A EF15AR12 pede que eu crie situações em que os estudantes vivenciem danças na escola e conversem sobre essas experiências sem rir, excluir ou diminuir ninguém. Em linguagem de sala de aula: a criança precisa perceber que cada corpo se movimenta de um jeito, que dançar sozinho e em grupo produz sensações diferentes e que as ideias da turma podem virar repertório para novas criações. Também espera-se que ela use palavras para contar o que viu, sentiu e descobriu: rápido, lento, alegre, tímido, junto, separado, roda, gesto, ritmo e outras. O foco não é decorar informações sobre uma dança nem executar técnica com perfeição. É participar de processos de criação, reconhecer as contribuições dos colegas e discutir dança com respeito às diferenças culturais e pessoais. Por isso, uma boa atividade combina movimento, conversa e registro simples, sempre acolhendo quem prefere começar aos poucos.

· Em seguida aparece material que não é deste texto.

PR #3353, opened 2020-12-15
SONARJAVA-3467 FP on S1948 when using both field and setter/constructor injection

margarita-nedzelska-sonarsource:

### DIFF
--- a/java-checks/src/main/java/org/sonar/java/checks/serialization/SerializableFieldInSerializableClassCheck.java
+++ b/java-checks/src/main/java/org/sonar/java/checks/serialization/SerializableFieldInSerializableClassCheck.java
@@ -21,6 +21,9 @@ package org.sonar.java.checks.serialization;
 
 import java.util.Collections;
 import java.util.List;
+import java.util.Locale;
+import java.util.Set;
+import java.util.stream.Collectors;
 import javax.annotation.Nullable;
 import org.sonar.check.Rule;
 import org.sonar.java.model.JUtils;
@@ -33,6 +36,7 @@ import org.sonar.plugins.java.api.tree.AssignmentExpressionTree;
 import org.sonar.plugins.java.api.tree.ClassTree;
 import org.sonar.plugins.java.api.tree.ExpressionTree;
 import org.sonar.plugins.java.api.tree.IdentifierTree;
+import org.sonar.plugins.java.api.tree.MethodTree;
 import org.sonar.plugins.java.api.tree.Modifier;
 import org.sonar.plugins.java.api.tree.ParameterizedTypeTree;
 import org.sonar.plugins.java.api.tree.Tree;
@@ -42,6 +46,8 @@ import org.sonar.plugins.java.api.tree.WildcardTree;
 
 @Rule(key = "S1948")
 public class SerializableFieldInSerializableClassCheck extends IssuableSubscriptionVisitor {
+
+  private static final String JAVAX_INJECT = "javax.inject.Inject";
 
   @Override
   public List<Tree.Kind> nodesToVisit() {
@@ -54,12 +60,44 @@ public class SerializableFieldInSerializableClassCheck extends IssuableSubscript
     if (isSerializable(classTree)
       && !SerializableContract.hasSpecialHandlingSerializationMethods(classTree)
       && !classTree.symbol().type().isSubtypeOf("javax.servlet.http.HttpServlet")) {
-      for (Tree member : classTree.members()) {
-        if (member.is(Tree.Kind.VARIABLE)) {
-          checkVariableMember((VariableTree) member);
-        }
-      }
+      
+      Set<String> constructorInjectedParams = getConstructorInjectedFields(classTree);
+      Set<String> setterInjectedParams = getSetterInjectedFields(classTree);
+      
+      classTree.members().stream()
+        .filter(member -> member.is(Tree.Kind.VARIABLE))
+        .map(VariableTree.class::cast)
+        .filter(variableTree -> 
+          !(constructorInjectedParams.contains(variableTree.simpleName().name()) ||
+            setterInjectedParams.contains(variableTree.simpleName().name())))
+        .forEach(this::checkVariableMember);
     }
+  }
+
+  private static Set<String> getSetterInjectedFields(ClassTree classTree) {
+    return classTree.members().stream()
+      .filter(member -> member.is(Tree.Kind.METHOD))
+      .map(MethodTree.class::cast)
+      .filter(SerializableFieldInSerializableClassCheck::isAnnotatedWithInject)
+      .map(methodTree -> methodTree.simpleName().name())
+      .filter(name -> name.startsWith("set"))
+      .map(name -> name.substring(3).toLowerCase(Locale.ROOT))
+      .collect(Collectors.toSet());
+  }
+
+  private static Set<String> getConstructorInjectedFields(ClassTree classTree) {
+    return classTree.members().stream()
+      .filter(member -> member.is(Tree.Kind.CONSTRUCTOR))
+      .map(MethodTree.class::cast)
+      .filter(SerializableFieldInSerializableClassCheck::isAnnotatedWithInject)
+      .flatMap(methodTree -> methodTree.parameters().stream())
+      .map(variableTree -> variableTree.simpleName().name())
+      .collect(Collectors.toSet());
+  }
+
+  private static boolean isAnnotatedWithInject(MethodTree methodTree) {
+    return methodTree.symbol().metadata().isAnnotatedWith(JAVAX_INJECT)
+      || hasAnnotationsWithIncompleteSemantic(methodTree.symbol().metadata());
   }
 
   private void checkVariableMember(VariableTree variableTree) {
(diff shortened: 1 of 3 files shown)


java-checks/src/main/java/org/sonar/java/checks/serialization/SerializableFieldInSerializableClassCheck.java
```diff
@@ -54,14 +60,46 @@ public void visitNode(Tree tree) {
...
+      .map(MethodTree.class::cast)
+      .filter(SerializableFieldInSerializableClassCheck::isAnnotatedWithInject)
+      .flatMap(methodTree -> methodTree.parameters().stream())
+      .map(variableTree -> variableTree.simpleName().name())
+      .collect(Collectors.toSet());
+  }
+
+  private static boolean isAnnotatedWithInject(MethodTree methodTree) {
+    return methodTree.symbol().metadata().isAnnotatedWith(JAVAX_INJECT)
+      || methodTree.symbol().metadata().annotations().stream().anyMatch(annotation -> annotation.symbol().isUnknown());
```
margarita-nedzelska-sonarsource, line 100: Without semantic this annotation won't be found. So this line protects of FPs in case of incomplete semantic., the same check is done in line 179

java-checks/src/main/java/org/sonar/java/checks/serialization/SerializableFieldInSerializableClassCheck.java
```diff
@@ -54,14 +60,46 @@ public void visitNode(Tree tree) {
...
-        }
-      }
+      
+      Set<String> constructorInjectedParams = getConstructorInjectedFields(classTree);
+      Set<String> setterInjectedParams = getSetterInjectedFields(classTree);
+      
+      classTree.members().stream()
+        .filter(member -> member.is(Tree.Kind.VARIABLE))
+        .map(VariableTree.class::cast)
+        .filter(variableTree ->
```
quentin-jaquier-sonarsource, line 70: We are doing a first filtering here, and then a second in `checkVariableMember` thanks to `isExcluded`. We could move the second filtering here.
It will avoid having the differents kind of injections being filtered at two different places.

java-checks/src/main/java/org/sonar/java/checks/serialization/SerializableFieldInSerializableClassCheck.java
```diff
@@ -135,10 +173,14 @@ private static boolean isTransientSerializableOrInjected(VariableTree member) {
       return true;
     }
     SymbolMetadata metadata = member.symbol().metadata();
-    return metadata.isAnnotatedWith("javax.inject.Inject")
+    return metadata.isAnnotatedWith(JAVAX_INJECT)
       || metadata.isAnnotatedWith("javax.ejb.EJB")
       || metadata.isAnnotatedWith("org.apache.wicket.spring.injection.annot.SpringBean")
-      || metadata.annotations().stream().anyMatch(annotation -> annotation.symbol().isUnknown());
+      || hasAnnotationsWithIncompleteSemantic(metadata);
```
quentin-jaquier-sonarsource, line 179: `isAnnotatedWith` will go through all annotations, so with this code, you end up going through the list 4 times when the field is not annotated by any of the annotations (which I expect to be the most frequent case). We could do everything in one shot, without using `isAnnotatedWith`. 

The same happens in `isAnnotatedWithInject`.

java-checks/src/main/java/org/sonar/java/checks/serialization/SerializableFieldInSerializableClassCheck.java
```diff
@@ -54,14 +60,46 @@ public void visitNode(Tree tree) {
...
+      .collect(Collectors.toSet());
+  }
+
+  private static Set<String> getConstructorInjectedFields(ClassTree classTree) {
+    return classTree.members().stream()
+      .filter(member -> member.is(Tree.Kind.CONSTRUCTOR))
+      .map(MethodTree.class::cast)
+      .filter(SerializableFieldInSerializableClassCheck::isAnnotatedWithInject)
+      .flatMap(methodTree -> methodTree.parameters().stream())
+      .map(variableTree -> variableTree.simpleName().name())
```
quentin-jaquier-sonarsource, line 94: I'm wondering if we can really rely on the naming of parameters here. As an example, we will not support the example described in the ticket.

What is your opinion on it?

margarita-nedzelska-sonarsource: Yes, that's true. I was just thinking what would be a better option.
So I changed the logic here to check assignments inside the constructor, and exclude fields that are assigned values inside constructor annotated with @Inject.
 Wdyt about this solution?

java-checks/src/main/java/org/sonar/java/checks/serialization/SerializableFieldInSerializableClassCheck.java
```diff
@@ -54,32 +65,65 @@ public void visitNode(Tree tree) {
...
-          checkVariableMember((VariableTree) member);
-        }
-      }
+
+      Set<String> constructorInjectedParams = getConstructorInjectedFields(classTree);
+      Set<String> setterInjectedParams = getSetterInjectedFields(classTree);
+
+      classTree.members().stream()
+        .filter(member -> member.is(Tree.Kind.VARIABLE))
+        .map(VariableTree.class::cast)
```
quentin-jaquier-sonarsource, line 74: You compute this two times (the first one in `getConstructorInjectedFields`), what about storing it in an intermediate variable instead?

java-checks/src/main/java/org/sonar/java/checks/serialization/SerializableFieldInSerializableClassCheck.java
quentin-jaquier-sonarsource: Nice one, this solution looks better to me! What about using it for the setter as well? Doing both in this method?

java-checks/src/main/java/org/sonar/java/checks/serialization/SerializableFieldInSerializableClassCheck.java
```diff
@@ -54,32 +65,65 @@ public void visitNode(Tree tree) {
...
+
+    AssignmentsVisitor assignmentsVisitor = new AssignmentsVisitor(fields);
+    
+    classTree.members().stream()
+      .filter(member -> member.is(Tree.Kind.CONSTRUCTOR))
+      .map(MethodTree.class::cast)
+      .filter(methodTree -> isAnnotatedWith(methodTree.symbol().metadata(), JAVAX_INJECT))
+      .forEach(methodTree -> methodTree.accept(assignmentsVisitor));
+    
+    return assignmentsVisitor.getUsedFields();
```
quentin-jaquier-sonarsource, line 108: This should work fine, I would just add a test when you have multiple constructors reaching the `forEach`, to make sure we are not losing anything across different visits.

java-checks/src/main/java/org/sonar/java/checks/serialization/SerializableFieldInSerializableClassCheck.java
```diff
@@ -168,4 +225,30 @@ private static boolean implementsSerializable(@Nullable Type type) {
...
+    }
+
+    @Override
+    public void visitAssignmentExpression(AssignmentExpressionTree tree) {
+      if (ExpressionUtils.isSelectOnThisOrSuper(tree)) {
+        MemberSelectExpressionTree select = ((MemberSelectExpressionTree) tree.variable());
+        usedFields.add(select.identifier().name());
+      } else if (tree.variable().is(Tree.Kind.IDENTIFIER)) {
+        IdentifierTree identifier = ((IdentifierTree) tree.variable());
+        if (fields.contains(identifier.name())) {
```
quentin-jaquier-sonarsource, line 243: Do we really need this check? If we collect any variable assigned, it should work fine, the set returned will just contain unrelated names.

java-checks/src/main/java/org/sonar/java/checks/serialization/SerializableFieldInSerializableClassCheck.java
margarita-nedzelska-sonarsource: If we remove the check in AssignmentVisitor, there is no need to have all fields before iterating

java-checks/src/main/java/org/sonar/java/checks/serialization/SerializableFieldInSerializableClassCheck.java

“Discutir, com respeito e sem preconceito, as experiências pessoais e coletivas em dança vivenciadas na escola, como fonte para a construção de vocabulários e repertórios próprios.”

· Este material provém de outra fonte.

PR #574, opened 2024-12-04
Reduce duplicity in translation strings

pevik:
Tiny i18n related improvement. Phrase `"time=... ms"` should be translated only once. To achieve it avoid float printf formatting in `_()` gettext.


pevik:
@nmeyerhans This would be touched in https://github.com/iputils/iputils/pull/571 anyway, thus do cleanup before.

Issue #584, opened 2025-05-04
Signed 64-bit integer overflow in RTT calculation 


Zephkek:
Hello,

A specially crafted ICMP Echo Reply can trigger a possible signed 64-bit integer overflow in the `iputils` ping RTT calculation. This occurs due to uncontrolled multiplication of the timestamp seconds by 1,000,000, causing undefined behavior. The vulnerability may present itself as runtime errors detected by AddressSanitizer or as silent failures, resulting in repeated zero RTT readings and incorrect statistics.

### Affected Versions

* `iputils ping` (current `master` branch)
* Ubuntu package version `iputils-ping 3:20240117-1build1`

### Environment

* Ubuntu 24.04.1 LTS (Noble Numbat)
* Kernel: `5.15.167.4-microsoft-standard-WSL2`
* Architecture: `x86_64`

### Detailed Steps and PoC

Full details, reproduction steps, and PoC script can be found here:

[https://github.com/Zephkek/ping-rtt-overflow/](https://github.com/Zephkek/ping-rtt-overflow/)

Bug found by Mohamed Maatallah

carnil:
Looks this issue got CVE-2025-47268

nmeyerhans:
The real world security implications of this seem dubious, at best. I might get unreliable results from pinging a malicious host?

Zephkek:
I'd imagine it's more than just unreliable results atleast in my opinion. The unreasonable RTT values from the overflow could cause problems in monitoring systems that rely on iputils ping. Also, I noticed that the affected RTT values impact the ping adaptive mode interval making it enter a busy-wait state that consumes 100% CPU regardless of user privileges this could also be used for DoS. 

https://github.com/user-attachments/assets/df6d892a-0a6c-467b-902c-f736ae121759

pevik:
> Also, I noticed that the affected RTT values impact the ping adaptive mode interval making it enter a busy-wait state that consumes 100% CPU regardless of user privileges this could also be used for DoS.

No, high load caused by `-A` used in your video is _not_ affected by the bug. `-A` causes high load even without crafted RTT values (e.g. another problem). But IMHO `-A` is not used in Nagios/Icinga monitoring plugins.

Zephkek:
Based on the debugging, the chain of events appears clear. The `update_interval` calculation relies on the RTT value, which gets corrupted due to the integer overflow triggered by the poc (as confirmed by ASan).

[...]

PR #585, opened 2025-05-05
ping: Fix signed 64-bit integer overflow in RTT calculation

pevik:
Crafted ICMP Echo Reply packet can cause signed integer overflow in

1) triptime calculation:
triptime = tv->tv_sec * 1000000 + tv->tv_usec;

2) tsum2 increment which uses triptime
rts->tsum2 += (double)((long long)triptime * (long long)triptime);

3) final tmvar:
tmvar = (rts->tsum2 / total) - (tmavg * tmavg)
---

    $ export CFLAGS="-O1 -g -fsanitize=address,undefined -fno-omit-frame-pointer"
    $ export LDFLAGS="-fsanitize=address,undefined -fno-omit-frame-pointer"
    $ meson setup .. -Db_sanitize=address,undefined
    $ ninja
    $ ./ping/ping -c2 127.0.0.1

    64 bytes from 127.0.0.1: icmp_seq=1 ttl=64 time=0.061 ms
    ../ping/ping_common.c:757:25: runtime error: signed integer overflow: -2513732689199106 * 1000000 cannot be represented in type 'long int'
    ../ping/ping_common.c:757:12: runtime error: signed integer overflow: -4975495174606980224 + -6510615555425289427 cannot be represented in type 'long int'
    ../ping/ping_common.c:769:47: runtime error: signed integer overflow: 6960633343677281965 * 6960633343677281965 cannot be represented in type 'long int'
    24 bytes from 127.0.0.1: icmp_seq=1 ttl=64 (truncated)
    ./ping/ping: Warning: time of day goes back (-7256972569576721377us), taking countermeasures
    ./ping/ping: Warning: time of day goes back (-7256972569576721232us), taking countermeasures
    24 bytes from 127.0.0.1: icmp_seq=1 ttl=64 (truncated)
    ../ping/ping_common.c:265:16: runtime error: signed integer overflow: 6960633343677281965 * 2 cannot be represented in type 'long int'
    64 bytes from 127.0.0.1: icmp_seq=2 ttl=64 time=0.565 ms

    2 packets transmitted, 2 received, +2 duplicates, 0% packet loss, time 1002ms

A habilidade pertence à unidade temática Dança, no objeto de conhecimento Processos de criação, e pode ser desenvolvida do 1º ao 5º ano. Na consulta completa do código EF15AR12, encontro mais possibilidades de questões e recortes para planejar.
Como trabalhar EF15AR12 em sala?
1. Roda de movimentos com nomes criados pela turma
Eu organizo a turma em roda e convido cada criança a propor um movimento simples: bater palmas, girar, abaixar, caminhar de lado ou balançar os braços. Depois, todos repetem. A turma pode dar nomes aos movimentos, como “onda”, “robô”, “passo formiga” ou “vento forte”. No fim, pergunto: qual movimento foi fácil? Qual foi diferente? Como fizemos para respeitar a ideia de cada colega?
2. Dançar emoções sem exigir exposição
Em cartões ou oralmente, apresento emoções como alegria, calma, surpresa e coragem. Em duplas ou pequenos grupos, as crianças inventam movimentos para uma delas. Quem não quiser se apresentar no centro pode criar junto, observar e descrever o que percebeu. Assim, eu deixo claro que participar não significa obrigatoriamente fazer solo.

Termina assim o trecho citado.